Aunty Marilyn’s father, Pom Surk Lee, was one of the yangban (male scholars) who immigrated to Hawaii in 1904 in search of a better life.  Although highly educated, he lacked the will to succeed either on the plantation or in the Western business world.  He went on to live a modest life with his wife, who came to him via an arranged marriage from Korea.

Marilyn’s mother, Wi Poon Yoon, belonged to the Pa Pyong Yoon clan, which was well-known in Korea for producing seven queens – among them, Queen Min, who was assassinated by the Japanese in the 1890s.  Wi Poon was born in 1890 to a relative of Queen Min, but she was orphaned at age eleven.  American missionaries cared for her until she left Korea.

As a young woman, Wi Poon worked as a nurse’s aide at Severance Hospital in Seoul.  During this time, Korean girls were being trapped into becoming “comfort women” – sex slaves – for the Japanese.  So when Pom Surk’s family offered to have Wi Poon marry their yangban son in Hawaii, she gladly accepted.  Initially, the missionaries she stayed with discouraged her from marrying a man she had never met and from going to a place she knew nothing about.  But, she bravely went ahead with her plans.  Wi Poon was twenty-one years old when she arrived in Honolulu in 1911, and she slowly assimilated into plantation life and marriage.

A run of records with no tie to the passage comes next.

PR #6058, opened 2023-10-23
Use str instead of repr on Error messages

normster:
## Description

I believe it the `__str__` method of `gradio.Error` should call `str` instead of `repr`, otherwise newlines and whitespace does not display correctly in the error modal in browser.

### DIFF
--- a/.changeset/floppy-taxes-rule.md
+++ b/.changeset/floppy-taxes-rule.md
@@ -1,0 +1,5 @@
+---
+"gradio": minor
+---
+
+feat:Use str instead of repr on Error messages
--- a/gradio/exceptions.py
+++ b/gradio/exceptions.py
@@ -80,4 +80,4 @@ class Error(Exception):
         super().__init__(self.message)
 
     def __str__(self):
-        return repr(self.message)
+        return str(self.message)


abidlabs:
Hi @normster thanks for contributing? Can you provide a self-contained example showing the issue with using `repr`?

normster:
```
import gradio as gr


def raise_error():
    raise gr.Error("This should be line 1\nAnd this should be line 2\nAnd finally line 3 which goes on and on and on and on and on and on and on and on and on and on and on and on and on and on and on and on")


def main():
    with gr.Blocks() as block:
        button = gr.Button("Raise error")
        button.click(raise_error)
    block.launch(share=True)


if __name__ == "__main__":
    main()

```

Which results in this malformed error message: image

abidlabs:
Running the same code on this branch, I don't see the problem resolved:

image

normster:
That's strange, it's wrong in a different way. "And this should be line 2" is displayed on a separate line.

I was using `3.42.0` and just updated to `3.50.2`. Both version yield the same result, shown in my screenshot.

abidlabs:
I don't see any screenshot @normster

normster:
Ah sorry, I was referring to the current behavior in gradio. Yes, you're right that building from this PR doesn't seem to work with the demo. Previously, I was testing with another gradio app where it does seem to fix the issue.

Do you have any suggestions on how to handle the newlines correctly? In any case, I think `str` is still more correct than `repr`.

freddyaboulton:
The error response is JSON-encoded so `\n` gets turned to `\\n`. My guess is the javascript is not parsing that correctly.

abidlabs:
Hi @normster I'd suggest we close this PR and instead open an issue which describes this clearly. Then, if you'd like, you can open a PR to fix this issue altogether. Also, I should note that it would be better to start off working on the `v4` branch as we will merge that into `main` soon, and it has considerable changes from `main`.

Issue #3661, opened 2023-03-28
More intuitive preprocessing for `File` component


abidlabs:
Right now, the `gr.File` component preprocessing produces a `tempfile._TemporaryFileWrapper`. This is unintuitive for several reasons:

* Users are unfamiliar with this class (it is a private class after all)
* Users expect `gr.File` to return a filepath like the other components, as well as this is what the `gr.File` expects as output

See #3658 or [this tweet](https://twitter.com/ducha_aiki/status/1642951961233477632) for an example of confusion caused by this. Users always just do `x.name` to get the filename anyways. So in 4.0, I suggest we change the preprocessing of `gr.File` to return a filepath instead of a `tempfile._TemporaryFileWrapper` object. It would be really cool if we could override the string class so that `x.name` also works for backwards compatibility

abidlabs:
Closed in `v4` branch

PR #6060, opened 2023-10-23
Clean up backend of `File` and `UploadButton` and change the return type of `preprocess()` from TemporaryFIle to string filepath

abidlabs:
We've discussed previously about changing the type of the value returned by #3661 from NamedTemporaryFile to string filepath as its more intuitive for users. Made that change here in a somewhat backwards-compatible way. 

Test with:

```py
import gradio as gr

gr.Interface(lambda x:x.name, "file", "file").launch()
```

and 

```py
import gradio as gr

gr.Interface(lambda x:x, "file", "file").launch()
```

(both should work)

same changes for `gr.UploadButton`, so:

```py
import gradio as gr

gr.Interface(lambda x:x.name, "uploadbutton", "file").launch()
```

and

```py
import gradio as gr

gr.Interface(lambda x:x, "uploadbutton", "file").launch()
```

should work. Also did some other cleanup. I refactored `_preprocess_single_file` into an instance method instead of a static method because the code reads cleaner and you don't have to jump between two components (helpful esp. if you're created custom components), though it does lead to a slight increase in code duplication. 

Also I changed the acceptable values of the of the `type` of both components from `file` to `filepath` to be consistent with other components. 

Closes: https://github.com/gradio-app/gradio/issues/3661


gradio/utils.py
```diff
@@ -959,3 +959,19 @@ def recover_kwargs(config: dict, additional_keys_to_ignore: list[str] | None = N
...
+    a value from the `.preprocess()` methods of the File and UploadButton components. Before Gradio 4.0, these methods returned a file
+    object which was then converted to a string filepath using the `.name` attribute. In Gradio 4.0, these methods now return a str
+    filepath directly, but to maintain backwards compatibility, we use this class instead of a regular str.
+    """
+
+    def __new__(cls, *args):
+        instance = str.__new__(cls, *args)
+        return instance
+
+    def __init__(self, *args):
```
freddyaboulton, line 976: I think we can just add the `name` parameter explicitly and attach it to self. Probably a good idea to call `str`'s init too?

```python
    def __init__(self, name: str | None = None):
        super().__init__()
        self.name = name if name else ""
```

freddyaboulton (approved):
Nice @abidlabs !

gradio/components/upload_button.py
```diff
@@ -115,14 +124,31 @@ def example_inputs(self) -> Any:
...
             ]
 
+    def _process_single_file(self, f: dict[str, Any]) -> bytes | str:
+        file_name, data, is_file = (
+            f["name"],
+            f["data"],
+            f.get("is_file", False),
+        )
+        if self.type == "filepath":
+            file = tempfile.NamedTemporaryFile(delete=False, dir=self.GRADIO_CACHE)
```
freddyaboulton, line 134: Actually this isn't really backwards compatible because you can't really access the file anymore. Like what if a demo is using `file.read()` or something? Maybe we should just get rid of the file concept altogether and return the string?

gradio/utils.py
abidlabs: Ok this works! Much simpler, thanks

abidlabs:
Made the change you suggested to `NamedString` @freddyaboulton, thanks. Will go ahead and merge once tests pass

freddyaboulton:
Nice - thanks @abidlabs !

Issue #5504, opened 2023-09-12
Can't use `str` builtin function as `fn` for `gradio.Interface`


vadimkantorov:
### Describe the bug

```shell
# want to check what shape the Audio returns for mono and stereo inputs
python3 -c 'import gradio; gradio.Interface(str, gradio.Audio(), gradio.Textbox()).launch()'
# File "/home/vadimkantorov/.local/lib/python3.8/site-packages/gradio/interface.py", line 376, in __init__
#    param_names = inspect.getfullargspec(self.fn)[0]
#  File "/usr/lib/python3.8/inspect.py", line 1144, in getfullargspec
#    raise TypeError('unsupported callable') from ex
#TypeError: unsupported callable
```

```python
# equivalent, but works
import gradio
def f(audio):
    return str(audio)
gradio.Interface(f, gradio.Audio(), gradio.Textbox()).launch()
```

`gradio.Interface` [docs](https://www.gradio.app/docs/interface) say that the `fn`'s type is `Callable`, so the error is quite ironic :) 
<img width="629" alt="image" src="https://github.com/gradio-app/gradio/assets/1041752/57a6c1a4-3e3f-4b06-bad4-c1258455bdfc">

Overall, this is minor and currently boils down to python's inspect.getfullargspec strangely not supporting many builtin functions: https://github.com/python/cpython/issues/76533

### Have you searched existing issues?  🔎

- [X] I have searched and found no existing issues

### Reproduction

python3 -c 'import gradio; gradio.Interface(str, gradio.Audio(), gradio.Textbox()).launch()'

### System Info

```shell
`gradio.__version__`: '3.39.0'
```

### Severity

I can work around it

vadimkantorov:
Btw, it would be good if https://www.gradio.app/docs/audio directly specified what are shapes for mono and stereo. Currently it's (T,) for mono and (T, 2) for stereo (i.e. ndim is not equal). For many applications, it's a bit easier to have more homogeneously (T, 1) and (T, 2). And also being able to specify channel constraints on gradio.Audio (e.g. `.mono = True`, `.stereo = True`, sth like that). If only mono is supported, it might return `(T,)` if wished. But I understand it's more a question of taste

DarhkVoyd:
@abidlabs Can I help with this? please let me know how I can get started.

PR #6062, opened 2023-10-23
check for built in functions #5504

SrijanSahaySrivastava:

But Marilyn’s mother never forgot the past.  She hated the Japanese so much because of their atrocities against the Korean people, she forbade her children to wear Japanese rubber slippers or eat sushi.

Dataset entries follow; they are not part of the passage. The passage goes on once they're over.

Issue #3805, opened 2023-04-10
Let Clients connect to Spaces with Gradio auth


abidlabs:
Right now, the Python Client can't connect to Spaces or other hosted apps with auth enabled. Let's enable that

justinzyw:
looking forward to the release of this function

tomsoderlund:
Following this, also interested

freddyaboulton:
This got done in gradio 4.0 by @aliabid94. Closing!

wujohns:
so...how to use it

ggoonnzzaallo:
Hey @aliabid94 , would you mind sharing your implementation?

PawKanarek:
@ggoonnzzaallo do you know how to implement client with authentication? CC @aliabid94

PR #6069, opened 2023-10-23
Swap websockets for SSE

aliabid94:
Replace websockets with server side events. Everything should work.

Fixes: #3805


aliabid94:
Everything should be ready to review pretty much. I scraped most of test_queueing.py because it was a mess that just used way too much mocking of internals. May add more tests there.

client/python/gradio_client/client.py
```diff
@@ -73,6 +74,7 @@ def __init__(
         serialize: bool = True,
         output_dir: str | Path = DEFAULT_TEMP_DIR,
         verbose: bool = True,
+        auth: tuple[str, str] | None = None,
```
freddyaboulton, line 77: Looks like this fixes #3805  ?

“Above all,” she counseled her children in Korean, “don’t marry Japanese.”

She also told her six daughters not to marry Korean nationals, because they would expect their wives to wait on them hand and foot.

“Marry local Koreans, instead,” she said.  “And don’t marry good dancers, because they always turn out to be gigolos.”

Heeding this advice, Marilyn was very happy when she met and married Harold, a local Korean who doesn’t dance well.

Despite her mother’s racial biases, Marilyn accepted, and even embraced, her ancestral enemies.  She has many Japanese friends, enjoys Japanese cuisine, and buys Japanese-made cars.  In fact, one of her sons-in-law is a local Japanese.  And, in a turn of events I’m sure Wi Poon never expected, Marilyn grew to be more cosmopolitan than her aristocratic mother.

Hawaii is truly the great equalizer.